[Dataset entries]
=== Section Start ===
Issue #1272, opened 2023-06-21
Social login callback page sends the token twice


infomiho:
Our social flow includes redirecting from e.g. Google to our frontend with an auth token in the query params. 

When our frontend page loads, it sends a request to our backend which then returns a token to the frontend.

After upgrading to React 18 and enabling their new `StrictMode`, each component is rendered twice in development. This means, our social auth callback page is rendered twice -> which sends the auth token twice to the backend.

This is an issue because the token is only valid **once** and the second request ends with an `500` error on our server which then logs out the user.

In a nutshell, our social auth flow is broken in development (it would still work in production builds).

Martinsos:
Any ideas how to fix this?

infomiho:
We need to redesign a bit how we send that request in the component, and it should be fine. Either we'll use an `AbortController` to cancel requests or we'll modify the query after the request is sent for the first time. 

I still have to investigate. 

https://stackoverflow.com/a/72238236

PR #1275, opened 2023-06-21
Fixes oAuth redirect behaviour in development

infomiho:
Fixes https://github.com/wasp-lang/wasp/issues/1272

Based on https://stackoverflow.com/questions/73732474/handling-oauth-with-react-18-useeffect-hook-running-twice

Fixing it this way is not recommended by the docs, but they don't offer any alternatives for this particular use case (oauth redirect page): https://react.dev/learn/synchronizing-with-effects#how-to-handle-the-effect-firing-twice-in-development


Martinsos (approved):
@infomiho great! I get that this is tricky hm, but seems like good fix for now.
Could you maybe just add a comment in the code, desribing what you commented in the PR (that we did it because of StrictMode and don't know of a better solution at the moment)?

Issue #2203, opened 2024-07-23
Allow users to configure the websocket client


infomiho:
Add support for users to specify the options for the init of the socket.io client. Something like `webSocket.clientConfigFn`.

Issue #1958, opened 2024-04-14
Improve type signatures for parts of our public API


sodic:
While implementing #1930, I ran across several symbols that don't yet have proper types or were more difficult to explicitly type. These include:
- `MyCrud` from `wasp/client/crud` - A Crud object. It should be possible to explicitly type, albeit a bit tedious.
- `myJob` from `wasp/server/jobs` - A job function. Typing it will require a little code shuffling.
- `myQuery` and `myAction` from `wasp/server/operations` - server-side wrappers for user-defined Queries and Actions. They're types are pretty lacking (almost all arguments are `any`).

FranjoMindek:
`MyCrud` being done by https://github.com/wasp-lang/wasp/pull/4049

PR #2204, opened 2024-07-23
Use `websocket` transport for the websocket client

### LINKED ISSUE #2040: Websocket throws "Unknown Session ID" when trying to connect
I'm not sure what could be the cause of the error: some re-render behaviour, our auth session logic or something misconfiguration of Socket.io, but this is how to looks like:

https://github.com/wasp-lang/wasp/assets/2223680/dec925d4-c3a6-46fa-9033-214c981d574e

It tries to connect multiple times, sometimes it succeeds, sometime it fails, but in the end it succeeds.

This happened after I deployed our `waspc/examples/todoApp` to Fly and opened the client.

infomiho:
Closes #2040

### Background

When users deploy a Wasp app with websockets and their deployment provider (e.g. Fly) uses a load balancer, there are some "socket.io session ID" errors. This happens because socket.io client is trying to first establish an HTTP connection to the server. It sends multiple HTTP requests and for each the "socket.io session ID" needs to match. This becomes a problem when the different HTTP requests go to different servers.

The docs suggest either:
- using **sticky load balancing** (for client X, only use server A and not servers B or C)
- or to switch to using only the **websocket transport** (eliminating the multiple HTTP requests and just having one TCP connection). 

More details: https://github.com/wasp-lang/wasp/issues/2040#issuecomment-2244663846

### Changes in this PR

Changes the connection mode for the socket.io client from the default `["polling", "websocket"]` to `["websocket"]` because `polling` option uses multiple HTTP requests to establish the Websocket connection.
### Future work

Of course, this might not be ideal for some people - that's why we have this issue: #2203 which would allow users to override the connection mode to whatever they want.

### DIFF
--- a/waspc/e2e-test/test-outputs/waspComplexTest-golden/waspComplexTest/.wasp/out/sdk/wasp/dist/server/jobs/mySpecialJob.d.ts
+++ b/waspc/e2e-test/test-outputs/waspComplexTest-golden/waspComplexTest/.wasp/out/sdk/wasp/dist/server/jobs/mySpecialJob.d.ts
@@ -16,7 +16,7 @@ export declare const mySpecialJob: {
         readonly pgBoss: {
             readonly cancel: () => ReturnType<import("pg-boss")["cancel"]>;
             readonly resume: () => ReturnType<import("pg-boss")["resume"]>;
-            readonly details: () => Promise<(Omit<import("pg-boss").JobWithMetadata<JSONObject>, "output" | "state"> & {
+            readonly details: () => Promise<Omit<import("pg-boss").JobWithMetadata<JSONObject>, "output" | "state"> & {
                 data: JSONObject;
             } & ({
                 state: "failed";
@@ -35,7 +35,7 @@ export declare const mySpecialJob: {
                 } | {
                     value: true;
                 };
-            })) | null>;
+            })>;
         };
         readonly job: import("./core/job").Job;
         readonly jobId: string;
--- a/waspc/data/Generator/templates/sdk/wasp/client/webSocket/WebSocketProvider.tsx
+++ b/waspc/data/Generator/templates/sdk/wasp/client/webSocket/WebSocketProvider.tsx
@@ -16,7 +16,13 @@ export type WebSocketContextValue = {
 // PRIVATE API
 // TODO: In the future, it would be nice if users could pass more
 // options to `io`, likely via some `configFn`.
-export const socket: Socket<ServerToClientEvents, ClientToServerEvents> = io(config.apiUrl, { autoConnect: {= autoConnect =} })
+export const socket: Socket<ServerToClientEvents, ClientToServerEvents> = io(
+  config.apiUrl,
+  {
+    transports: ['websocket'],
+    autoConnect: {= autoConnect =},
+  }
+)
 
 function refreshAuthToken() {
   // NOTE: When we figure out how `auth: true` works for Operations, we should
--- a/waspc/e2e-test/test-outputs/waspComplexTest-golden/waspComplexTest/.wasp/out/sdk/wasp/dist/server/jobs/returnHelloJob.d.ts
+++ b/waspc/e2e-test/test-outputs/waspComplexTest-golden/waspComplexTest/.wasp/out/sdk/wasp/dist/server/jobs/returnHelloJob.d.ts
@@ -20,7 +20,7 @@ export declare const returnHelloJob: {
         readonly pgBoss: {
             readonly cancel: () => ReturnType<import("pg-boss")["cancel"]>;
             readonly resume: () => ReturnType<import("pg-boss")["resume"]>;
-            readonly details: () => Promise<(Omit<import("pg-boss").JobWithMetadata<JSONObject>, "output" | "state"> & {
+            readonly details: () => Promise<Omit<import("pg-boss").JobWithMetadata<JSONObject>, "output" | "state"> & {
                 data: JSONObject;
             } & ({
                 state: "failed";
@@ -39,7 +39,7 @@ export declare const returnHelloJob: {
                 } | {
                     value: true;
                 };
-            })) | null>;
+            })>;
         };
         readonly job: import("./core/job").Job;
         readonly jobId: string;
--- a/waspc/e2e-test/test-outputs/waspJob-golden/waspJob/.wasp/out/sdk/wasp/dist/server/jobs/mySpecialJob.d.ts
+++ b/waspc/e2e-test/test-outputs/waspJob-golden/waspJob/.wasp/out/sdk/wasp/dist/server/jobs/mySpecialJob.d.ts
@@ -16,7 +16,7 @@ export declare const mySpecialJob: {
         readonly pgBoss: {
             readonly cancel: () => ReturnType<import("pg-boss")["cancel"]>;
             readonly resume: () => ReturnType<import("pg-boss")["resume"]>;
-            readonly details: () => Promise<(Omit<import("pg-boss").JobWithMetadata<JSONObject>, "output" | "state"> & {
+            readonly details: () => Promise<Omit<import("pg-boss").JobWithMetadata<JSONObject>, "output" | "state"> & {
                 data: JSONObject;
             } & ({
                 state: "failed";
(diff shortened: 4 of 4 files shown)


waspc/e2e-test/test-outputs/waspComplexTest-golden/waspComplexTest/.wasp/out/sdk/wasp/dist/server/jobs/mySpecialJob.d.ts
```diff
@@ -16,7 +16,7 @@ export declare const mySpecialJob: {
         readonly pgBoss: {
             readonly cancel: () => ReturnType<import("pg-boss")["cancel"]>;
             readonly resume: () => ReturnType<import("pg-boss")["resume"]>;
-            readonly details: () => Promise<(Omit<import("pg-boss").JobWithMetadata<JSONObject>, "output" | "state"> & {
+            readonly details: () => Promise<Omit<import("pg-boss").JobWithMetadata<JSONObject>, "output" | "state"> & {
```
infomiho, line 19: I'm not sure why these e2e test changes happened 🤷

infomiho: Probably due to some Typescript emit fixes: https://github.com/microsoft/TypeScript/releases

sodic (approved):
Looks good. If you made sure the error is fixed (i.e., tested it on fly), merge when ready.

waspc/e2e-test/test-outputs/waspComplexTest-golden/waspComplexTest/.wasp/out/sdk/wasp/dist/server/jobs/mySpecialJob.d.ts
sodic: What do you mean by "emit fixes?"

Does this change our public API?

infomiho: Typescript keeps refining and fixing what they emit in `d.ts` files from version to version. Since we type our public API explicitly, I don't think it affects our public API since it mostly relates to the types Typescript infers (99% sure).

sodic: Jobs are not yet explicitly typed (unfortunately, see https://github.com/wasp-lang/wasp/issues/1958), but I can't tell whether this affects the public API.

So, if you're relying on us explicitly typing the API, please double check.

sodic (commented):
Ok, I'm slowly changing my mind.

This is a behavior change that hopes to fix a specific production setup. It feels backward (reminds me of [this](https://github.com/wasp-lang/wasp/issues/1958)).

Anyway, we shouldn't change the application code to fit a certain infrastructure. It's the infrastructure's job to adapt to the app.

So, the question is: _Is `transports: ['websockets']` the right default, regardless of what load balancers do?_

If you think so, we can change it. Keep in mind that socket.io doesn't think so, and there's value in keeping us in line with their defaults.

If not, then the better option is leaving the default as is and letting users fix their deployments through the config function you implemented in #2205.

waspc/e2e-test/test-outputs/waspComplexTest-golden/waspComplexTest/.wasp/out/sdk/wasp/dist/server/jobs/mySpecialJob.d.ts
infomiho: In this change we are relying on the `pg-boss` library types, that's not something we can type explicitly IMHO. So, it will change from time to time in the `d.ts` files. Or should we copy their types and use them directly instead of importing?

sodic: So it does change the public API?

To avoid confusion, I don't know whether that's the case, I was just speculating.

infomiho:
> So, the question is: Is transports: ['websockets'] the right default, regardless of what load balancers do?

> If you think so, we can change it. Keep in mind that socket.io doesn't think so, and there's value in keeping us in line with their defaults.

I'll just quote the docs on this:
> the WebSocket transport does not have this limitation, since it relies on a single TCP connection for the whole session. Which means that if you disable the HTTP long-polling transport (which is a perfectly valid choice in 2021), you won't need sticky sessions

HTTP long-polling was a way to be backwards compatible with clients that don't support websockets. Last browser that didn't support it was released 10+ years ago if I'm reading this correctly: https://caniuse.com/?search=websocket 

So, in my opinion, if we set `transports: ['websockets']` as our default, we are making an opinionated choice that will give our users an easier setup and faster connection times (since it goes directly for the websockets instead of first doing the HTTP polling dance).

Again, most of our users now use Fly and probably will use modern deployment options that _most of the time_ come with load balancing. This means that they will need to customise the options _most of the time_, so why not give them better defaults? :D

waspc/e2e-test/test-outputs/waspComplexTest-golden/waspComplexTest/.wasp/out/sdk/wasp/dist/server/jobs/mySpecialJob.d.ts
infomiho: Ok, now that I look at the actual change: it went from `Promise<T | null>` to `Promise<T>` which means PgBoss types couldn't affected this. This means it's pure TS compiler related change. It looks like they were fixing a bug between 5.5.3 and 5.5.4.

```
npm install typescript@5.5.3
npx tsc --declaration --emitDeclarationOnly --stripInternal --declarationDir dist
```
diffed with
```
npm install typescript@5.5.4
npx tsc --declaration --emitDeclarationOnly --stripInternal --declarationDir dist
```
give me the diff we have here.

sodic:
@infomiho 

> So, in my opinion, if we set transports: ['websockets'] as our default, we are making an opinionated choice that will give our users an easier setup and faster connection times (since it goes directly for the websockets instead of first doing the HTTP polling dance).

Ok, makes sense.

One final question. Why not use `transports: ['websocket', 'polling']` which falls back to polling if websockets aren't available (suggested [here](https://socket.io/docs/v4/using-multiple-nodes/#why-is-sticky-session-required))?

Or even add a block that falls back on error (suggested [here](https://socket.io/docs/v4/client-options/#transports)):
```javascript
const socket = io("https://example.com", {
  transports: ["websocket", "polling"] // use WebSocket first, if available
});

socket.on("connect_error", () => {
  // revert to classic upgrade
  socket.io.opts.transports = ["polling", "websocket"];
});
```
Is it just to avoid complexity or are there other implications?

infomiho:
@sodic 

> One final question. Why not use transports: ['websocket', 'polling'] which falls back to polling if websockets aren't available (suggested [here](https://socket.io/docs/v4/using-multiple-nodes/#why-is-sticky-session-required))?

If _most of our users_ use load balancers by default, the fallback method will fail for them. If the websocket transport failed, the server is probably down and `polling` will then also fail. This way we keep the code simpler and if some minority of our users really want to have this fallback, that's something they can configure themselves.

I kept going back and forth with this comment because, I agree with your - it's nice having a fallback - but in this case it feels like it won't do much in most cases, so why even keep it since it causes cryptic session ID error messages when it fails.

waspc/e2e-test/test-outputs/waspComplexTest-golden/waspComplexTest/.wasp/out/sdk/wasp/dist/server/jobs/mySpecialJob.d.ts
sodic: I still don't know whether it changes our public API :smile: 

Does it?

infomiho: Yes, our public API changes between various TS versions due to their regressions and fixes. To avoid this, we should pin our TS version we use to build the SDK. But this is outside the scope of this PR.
=== Section End ===
#### [Try it]
From the data above, pick out each line containing "there" and copy it.

#### [Solved exercise]
When users deploy a Wasp app with websockets and their deployment provider (e.g. Fly) uses a load balancer, there are some "socket.io session ID" errors. This happens because socket.io client is trying to first establish an HTTP connection to the server. It sends multiple HTTP requests and for each the "socket.io session ID" needs to match. This becomes a problem when the different HTTP requests go to different servers.
If you think so, we can change it. Keep in mind that socket.io doesn't think so, and there's value in keeping us in line with their defaults.
> If you think so, we can change it. Keep in mind that socket.io doesn't think so, and there's value in keeping us in line with their defaults.
Is it just to avoid complexity or are there other implications?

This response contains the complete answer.